Jacob Armstrong, Ocean Policy Manager at WWF European Policy Office said: “The Commission’s commitment to an Ocean Act is a strong signal – if it comes with binding targets, it could finally deliver real ocean protection. But while the direction is right, the Act will need to clarify key areas – including how public funding will be secured to make ocean protection a reality.”
Notes to editor:
The Blue NGOs coalition is hosting an event at UNOC – Ocean Dialogue with Civil society – Breaking the Surface: First Reactions and Global Ripples of the EU Ocean Pact.

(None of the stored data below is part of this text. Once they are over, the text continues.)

PR #10479, opened 2020-03-19
Avoid rendering Gizmo multiple times on rotate

mmisol:
### Purpose

This PR aims to fix the problem described in the title, which occurs in the `helix-upgrade` branch. 

When a `Point.ByCoordinates` node is placed on the canvas with some unfilled input this triggers the directManipulation extension to draw gizmos that let the user manipulate this point in space directly. When the user rotates the camera when the point node is still selected and the gizmos are drawn the performance is terrible, and the camera cannot be rotated smoothly.
 
Jan-27-2020 16-35-44

The issue is caused by a change of behavior in helix when upgrading from v2015 is that the `CameraChanged` event gets fired several times, once for each individual property of `Camera` that changed.

In order to avoid rendering the `Gizmo` several times, which leads to choppy camera rotation, we limit the rendering of the `Gizmo` to only be done when the position of the camera changed.

Screen-Recording-2020-03-19-at-12 51 13-PM

### Declarations

### Reviewers

### DIFF
--- a/src/DynamoManipulation/Gizmo.cs
+++ b/src/DynamoManipulation/Gizmo.cs
@@ -171,10 +171,17 @@ namespace Dynamo.Manipulation
 
         private void OnViewCameraChanged(object o, RoutedEventArgs routedEventArgs)
         {
-            cameraPosition = routedEventArgs.Source as Point3D?;
-
-            // Redraw Gizmos
-            Redraw();
+            var newCameraPosition = routedEventArgs.Source as Point3D?;
+            // A change of behavior in helix when upgrading from v2015 is that the CameraChanged event gets fired
+            // several times, once for each individual property of Camera that changed.
+            // In order to avoid rendering the Gizmo several times, which leads to choppy camera rotation, we limit the
+            // rendering of the Gizmo to only be done when the position of the camera changed.
+            if (cameraPosition != newCameraPosition)
+            {
+                cameraPosition = newCameraPosition;
+                // Redraw Gizmos
+                Redraw();
+            }
         }
 
         public abstract bool HitTest(Point source, Vector direction, out object hitObject);
--- a/src/DynamoCoreWpf/ViewModels/Watch3D/DynamoGeometryModel3D.cs
+++ b/src/DynamoCoreWpf/ViewModels/Watch3D/DynamoGeometryModel3D.cs
@@ -64,44 +64,44 @@ namespace Dynamo.Wpf.ViewModels.Watch3D
         /// <summary>
         /// Is this model Frozen.
         /// </summary>
-        public bool IsFrozenData { get => isFrozenData; internal set { SetAffectsRender(ref isFrozenData, value); } }
+        public bool IsFrozenData { get { return isFrozenData; } internal set { SetAffectsRender(ref isFrozenData, value); } }
 
         private bool isSelectedData;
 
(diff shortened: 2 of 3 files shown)


src/DynamoManipulation/Gizmo.cs
```diff
@@ -171,10 +171,17 @@ private void Redraw()
...
-            cameraPosition = routedEventArgs.Source as Point3D?;
-
-            // Redraw Gizmos
-            Redraw();
+            var newCameraPosition = routedEventArgs.Source as Point3D?;
+            // A change of behavior in helix when upgrading from v2015 is that the CameraChanged event gets fired
+            // several times, once for each individual property of Camera that changed.
+            // In order to avoid rendering the Gizmo several times, which leads to choppy camera rotation, we limit the
+            // rendering of the Gizmo to only be done when the position of the camera changed.
+            if (cameraPosition != newCameraPosition)
```
mjkkirschner: hmm 
https://docs.microsoft.com/en-us/dotnet/api/system.windows.media.media3d.point3d.op_equality?view=netframework-4.8#System_Windows_Media_Media3D_Point3D_op_Equality_System_Windows_Media_Media3D_Point3D_System_Windows_Media_Media3D_Point3D_

do you think it's worth to do an epsilon tolerant equals?

QilongTang:
Good improvement! LGTM

src/DynamoManipulation/Gizmo.cs
mjkkirschner: this is what I'm referring to:
```
Two Point3D structures are equal if the values of their X, Y , and Z properties are the same.

Because Double values can lose precision when arithmetic operations are performed on them, a comparison between two Point3D instances that are logically equal might fail.

```

mmisol: Due to the nature of the issue, there shouldn't be a need to be epsilon tolerant. Basically what's happening is:
1. Camera.LookDirection is set -> OnViewCameraChanged (ignored as Position is same)
2. Camera.Position is set -> OnViewCameraChanged (not ignored as Position is different)
3. Camera.UpDirection is set -> OnViewCameraChanged (ignored as Position is same)

QilongTang: Would the default **Equals** sufficient? https://docs.microsoft.com/en-us/dotnet/api/system.windows.media.media3d.point3d.equals?view=netframework-4.8#System_Windows_Media_Media3D_Point3D_Equals_System_Object_

mmisol: @QilongTang Yes, we are ignoring case 1 and 3 in my post above by using (X, Y, Z) equality. The `==` operator is overloaded to behave exactly as `Equals`.

mjkkirschner: cool, thanks for the explanation @mmisol

aparajit-pratap:
BTW, just curious, do you have screenshots of the dot trace profiling before and after the helix update?

mmisol:
@aparajit-pratap I did not take a screenshot, sorry

mjkkirschner:
you may be able to find the session here: `C:\Users\[username]\AppData\Local\JetBrains\dotMemory\[version]\Workspaces` - useful anyway to check because sometimes they take a bunch of hd space.

PR #10481, opened 2020-03-19
special render packages should render with materials colors only

mjkkirschner:
Screen Shot 2020-03-19 at 3 16 47 PM
add test
update shader

### Purpose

Saturday June 7, 12.30pm to 1.30pm: UNOC Green Zone – Next Generation Ocean Basecamp Pavilion – 12.30pm
The event will bring together European decision-makers – the European Commission, MEP Christophe Clergeau, French Minister of Environmental Transition Agnès Pannier-Runacher – and leading civil society organisations for a dynamic discussion on the future of ocean governance and EU action on Ocean protection.
Hosted by BirdLife Europe and Central Asia, ClientEarth, Oceana in Europe, Seas At Risk, Surfrider Foundation Europe, and WWF European Policy Office, this one-hour moderated roundtable is expected to generate meaningful discussion and spotlight the EU’s role in global ocean leadership ahead of the formal start of the UNOC.